Stored data entries:
"""
PR #2581, opened 2026-01-17
[CI] Build Nano-X with Github Continuous Integration

ghaerr:
This PR allows automatic generation of ELKS HDD image with Nano X applications integrated. Nano-X is now built from an external repository on every PR.

Replaces @toncho11's original request in #2562 and adds the ELKS build of Nano-X from [The Nano-X Window System](https://github.com/ghaerr/microwindows) to the 32M and 64M HD MINIX and FAT images. 

Nano-X is not included on any of the FD images (including 2880k floppy recently, unfortunately) as the distribution is too large. I would like to get the 2880k floppy distribution down a few hundred blocks so that Nano-X can be included, but have not yet had the time to figure out what to remove.

@toncho11, let me know how this works for you, thanks!

### DIFF
--- a/.github/workflows/main.yml
+++ b/.github/workflows/main.yml
@@ -122,15 +122,6 @@ jobs:
           name: fd2880-fat.img
           path: image/fd2880-fat.img
 
-      - name: upload1232
-        uses: actions/upload-artifact@v4
-        with:
-          name: fd1232.img
-          path: image/fd1232.img
-
-      - name: buildnx
-        run: ./buildnx.sh
-
       - name: upload14
         uses: actions/upload-artifact@v4
         with:
@@ -154,3 +145,9 @@ jobs:
         with:
           name: hd64mbr-minix.img
           path: image/hd64mbr-minix.img
+
+      - name: upload18
+        uses: actions/upload-artifact@v4
+        with:
+          name: fd1232.img
+          path: image/fd1232.img
--- a/.github/workflows/main.yml
+++ b/.github/workflows/main.yml
@@ -122,6 +122,15 @@ jobs:
           name: fd2880-fat.img
           path: image/fd2880-fat.img
 
+      - name: upload1232
+        uses: actions/upload-artifact@v4
+        with:
+          name: fd1232.img
+          path: image/fd1232.img
+
+      - name: buildnx
+        run: ./buildnx.sh
+
       - name: upload14
         uses: actions/upload-artifact@v4
         with:
@@ -145,9 +154,3 @@ jobs:
         with:
           name: hd64mbr-minix.img
           path: image/hd64mbr-minix.img
-
-      - name: upload18
-        uses: actions/upload-artifact@v4
-        with:
-          name: fd1232.img
-          path: image/fd1232.img
--- a/build.sh
+++ b/build.sh
@@ -66,10 +66,18 @@ make -j1 all || clean_exit 5
 # Possibly build all images
 
 if [ "$2" = "allimages" ]; then
-	echo "Building all images..."
+	echo "Building FD images..."
 	cd image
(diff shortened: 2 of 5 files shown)


toncho11:
Looks very good!  nxdsktop works on both the minix and fat images. 
Awesome! :)

toncho11:
Maybe there could be a PC-98 HDD (minix or fat) version with Nano X? This will require both ELKS and Nano X to be complied for it. Just an idea.

tyama501:
Actually pc-98 cannot boot current MBR FAT HDD nor minix HDD.
User need to take out files from the HDD image by emulators or some image editor then copy files using FD or serial port to PC-98 harddisk.

tyama501:
Is it possible that nano-x and nxstart remain in fd image?

ghaerr:
> Is it possible that nano-x and nxstart remain in fd image?

Yes, but a bit more work needs to be done to enable that. With the addition of `nxdsktop` and other enhancements, all the Nano-X binaries no longer fit on even a 2880k floppy. I would like to see most NX apps on 2880k, and just nano-x, nxterm and nxstart on 1440k (or nxdsktop, etc).

This PR introduced the first step of building a separate repository, which for now automatically copies all its binaries to /bin. I am thinking of adding an ExtApplications (or similar named) file that will allow selecting which binaries from which remote repositories will be copied onto which images.

The process is a little complicated because Nano-X (and possibly other repositories) may have to be specially built for PC-98 as well, just like ELKS is.

The next step will be to add ExtApplications, then add more external repository compilations and specific platform builds. This will then enable us to finally release v0.9 with a much larger set of updated applications.

ghaerr:
> Actually pc-98 cannot boot current MBR FAT HDD nor minix HDD.

@tyama501, what tools or modifications would be required to create a SCSI-compatible HDD image for PC-98?

tyama501:
Thank  you @ghaerr 

There are still some spaces for fd1232c since I haven't included much applications in it (to keep some nano-X).
I have been working for window managers for rev0.9 so it would be nice to have at least nano-x, nxterm, nxstart, and some others if possible.

I need to find tools that open source license and can be built in linux to create PC-98 partitions,
but I am not sure there are one.
(I am using some dos tools)

tyama501:
Even the bootable HDD image can be created, copying files to the real HDD on the real PC-98 still be needed since the image cannot be copied directly to the real HDD.

tyama501:
FYI,

currently about 500KB free in fd1232c.

image

Thank you.

ghaerr:
> I need to find tools that open source license and can be built in linux to create PC-98 partitions,

I think tools/setboot.c should be able to be somewhat easily modified to create PC-98 partitions, since it already creates DOS MBR partitions. IIRC there is not much difference between the two, details can be found in drivers/block/genhd.c.

> Even the bootable HDD image can be created, copying files to the real HDD on the real PC-98 still be needed since the image cannot be copied directly to the real HDD.

I see. I was thinking perhaps building PC-98 HDD would be good for emulator testing of larger application distribution, but maybe it's not worth the effort since image cannot be copied directly.

> currently about 500KB free in fd1232c.

Thanks, that's more than I thought. I will add fd1232c to ExtApplications.

ghaerr:
> currently about 500KB free in fd1232c.

I just tested the 2880k build again, and if nxworld, /lib/nxworld.map and the sample \*.jpgs are removed, all the other Nano-X applications will fit, including nxdsktop and its companion programs (but not the sample images). That fits in ~300k, so I will start with that and the work to see what will fit on uncompressed 1440k floppy.

tyama501:
That's great. Thank you.

toncho11:
I booted from CD https://github.com/ghaerr/elks/discussions/2583 in an emulator.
"""
-- REQUIRED WORK --
Take the entries above and repeat them. Alter nothing.

-- FINAL ANSWER --
PR #2581, opened 2026-01-17
[CI] Build Nano-X with Github Continuous Integration

ghaerr:
This PR allows automatic generation of ELKS HDD image with Nano X applications integrated. Nano-X is now built from an external repository on every PR.

Replaces @toncho11's original request in #2562 and adds the ELKS build of Nano-X from [The Nano-X Window System](https://github.com/ghaerr/microwindows) to the 32M and 64M HD MINIX and FAT images. 

Nano-X is not included on any of the FD images (including 2880k floppy recently, unfortunately) as the distribution is too large. I would like to get the 2880k floppy distribution down a few hundred blocks so that Nano-X can be included, but have not yet had the time to figure out what to remove.

@toncho11, let me know how this works for you, thanks!

### DIFF
--- a/.github/workflows/main.yml
+++ b/.github/workflows/main.yml
@@ -122,15 +122,6 @@ jobs:
           name: fd2880-fat.img
           path: image/fd2880-fat.img
 
-      - name: upload1232
-        uses: actions/upload-artifact@v4
-        with:
-          name: fd1232.img
-          path: image/fd1232.img
-
-      - name: buildnx
-        run: ./buildnx.sh
-
       - name: upload14
         uses: actions/upload-artifact@v4
         with:
@@ -154,3 +145,9 @@ jobs:
         with:
           name: hd64mbr-minix.img
           path: image/hd64mbr-minix.img
+
+      - name: upload18
+        uses: actions/upload-artifact@v4
+        with:
+          name: fd1232.img
+          path: image/fd1232.img
--- a/.github/workflows/main.yml
+++ b/.github/workflows/main.yml
@@ -122,6 +122,15 @@ jobs:
           name: fd2880-fat.img
           path: image/fd2880-fat.img
 
+      - name: upload1232
+        uses: actions/upload-artifact@v4
+        with:
+          name: fd1232.img
+          path: image/fd1232.img
+
+      - name: buildnx
+        run: ./buildnx.sh
+
       - name: upload14
         uses: actions/upload-artifact@v4
         with:
@@ -145,9 +154,3 @@ jobs:
         with:
           name: hd64mbr-minix.img
           path: image/hd64mbr-minix.img
-
-      - name: upload18
-        uses: actions/upload-artifact@v4
-        with:
-          name: fd1232.img
-          path: image/fd1232.img
--- a/build.sh
+++ b/build.sh
@@ -66,10 +66,18 @@ make -j1 all || clean_exit 5
 # Possibly build all images
 
 if [ "$2" = "allimages" ]; then
-	echo "Building all images..."
+	echo "Building FD images..."
 	cd image
(diff shortened: 2 of 5 files shown)


toncho11:
Looks very good!  nxdsktop works on both the minix and fat images. 
Awesome! :)

toncho11:
Maybe there could be a PC-98 HDD (minix or fat) version with Nano X? This will require both ELKS and Nano X to be complied for it. Just an idea.

tyama501:
Actually pc-98 cannot boot current MBR FAT HDD nor minix HDD.
User need to take out files from the HDD image by emulators or some image editor then copy files using FD or serial port to PC-98 harddisk.

tyama501:
Is it possible that nano-x and nxstart remain in fd image?

ghaerr:
> Is it possible that nano-x and nxstart remain in fd image?

Yes, but a bit more work needs to be done to enable that. With the addition of `nxdsktop` and other enhancements, all the Nano-X binaries no longer fit on even a 2880k floppy. I would like to see most NX apps on 2880k, and just nano-x, nxterm and nxstart on 1440k (or nxdsktop, etc).

This PR introduced the first step of building a separate repository, which for now automatically copies all its binaries to /bin. I am thinking of adding an ExtApplications (or similar named) file that will allow selecting which binaries from which remote repositories will be copied onto which images.

The process is a little complicated because Nano-X (and possibly other repositories) may have to be specially built for PC-98 as well, just like ELKS is.

The next step will be to add ExtApplications, then add more external repository compilations and specific platform builds. This will then enable us to finally release v0.9 with a much larger set of updated applications.

ghaerr:
> Actually pc-98 cannot boot current MBR FAT HDD nor minix HDD.

@tyama501, what tools or modifications would be required to create a SCSI-compatible HDD image for PC-98?

tyama501:
Thank  you @ghaerr 

There are still some spaces for fd1232c since I haven't included much applications in it (to keep some nano-X).
I have been working for window managers for rev0.9 so it would be nice to have at least nano-x, nxterm, nxstart, and some others if possible.

I need to find tools that open source license and can be built in linux to create PC-98 partitions,
but I am not sure there are one.
(I am using some dos tools)

tyama501:
Even the bootable HDD image can be created, copying files to the real HDD on the real PC-98 still be needed since the image cannot be copied directly to the real HDD.

tyama501:
FYI,

currently about 500KB free in fd1232c.

image

Thank you.

ghaerr:
> I need to find tools that open source license and can be built in linux to create PC-98 partitions,

I think tools/setboot.c should be able to be somewhat easily modified to create PC-98 partitions, since it already creates DOS MBR partitions. IIRC there is not much difference between the two, details can be found in drivers/block/genhd.c.

> Even the bootable HDD image can be created, copying files to the real HDD on the real PC-98 still be needed since the image cannot be copied directly to the real HDD.

I see. I was thinking perhaps building PC-98 HDD would be good for emulator testing of larger application distribution, but maybe it's not worth the effort since image cannot be copied directly.

> currently about 500KB free in fd1232c.

Thanks, that's more than I thought. I will add fd1232c to ExtApplications.

ghaerr:
> currently about 500KB free in fd1232c.

I just tested the 2880k build again, and if nxworld, /lib/nxworld.map and the sample \*.jpgs are removed, all the other Nano-X applications will fit, including nxdsktop and its companion programs (but not the sample images). That fits in ~300k, so I will start with that and the work to see what will fit on uncompressed 1440k floppy.

tyama501:
That's great. Thank you.

toncho11:
I booted from CD https://github.com/ghaerr/elks/discussions/2583 in an emulator.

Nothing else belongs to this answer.